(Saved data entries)
PR #720, opened 2023-03-15
Correct poor grammar in wallet synchronization warning.

rebroad:
This pull request updates the wallet synchronization warning text to provide a clearer and more concise message to users. The original text was somewhat clumsy and suffered from grammatical issues, which could lead to confusion. The changes made are as follows:

- Replace the original warning text with a more concise and grammatically correct version.
- Clarify that transactions using bitcoin from unseen transactions due to ongoing synchronization will be rejected by the network.

These changes aim to improve user experience by providing clearer information about potential issues related to wallet synchronization.

Old text:
"Recent transactions may not yet be visible, and therefore your wallet's balance might be incorrect. This information will be correct once your wallet has finished synchronizing with the bitcoin network, as detailed below.
Attempting to spend bitcoins that are affected by not-yet-displayed transactions will not be accepted by the network."

New text:
"Wallet balance may be inaccurate during synchronization, as recent transactions may still be loading (details below).
Caution: Transactions using bitcoin from unseen transactions (due to ongoing synchronization) will be rejected by the network."

### DIFF
--- a/src/qt/forms/modaloverlay.ui
+++ b/src/qt/forms/modaloverlay.ui
@@ -130,7 +130,7 @@ QLabel { color: rgb(40,40,40);  }</string>
              <item>
               <widget class="QLabel" name="infoText">
                <property name="text">
-                <string>Recent transactions may not yet be visible, and therefore your wallet's balance might be incorrect. This information will be correct once your wallet has finished synchronizing with the bitcoin network, as detailed below.</string>
+                <string>Wallet balance may be inaccurate during synchronization, as recent transactions may still be loading (details below).</string>
                </property>
                <property name="textFormat">
                 <enum>Qt::RichText</enum>
@@ -149,7 +149,7 @@ QLabel { color: rgb(40,40,40);  }</string>
                 </font>
                </property>
                <property name="text">
-                <string>Attempting to spend bitcoins that are affected by not-yet-displayed transactions will not be accepted by the network.</string>
+                <string>Caution: Transactions using bitcoin from unseen transactions (due to ongoing synchronization) will be rejected by the network.</string>
                </property>
                <property name="textFormat">
                 <enum>Qt::RichText</enum>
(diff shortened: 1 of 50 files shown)


hebasto:
Translation files should be modified during the translation process only. Please drop those changes from this PR.

rebroad:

- [What to produce] Once a line of the records is found to contain "loading", copy it out.

- [Response to the task]
"Wallet balance may be inaccurate during synchronization, as recent transactions may still be loading (details below).
+                <string>Wallet balance may be inaccurate during synchronization, as recent transactions may still be loading (details below).</string>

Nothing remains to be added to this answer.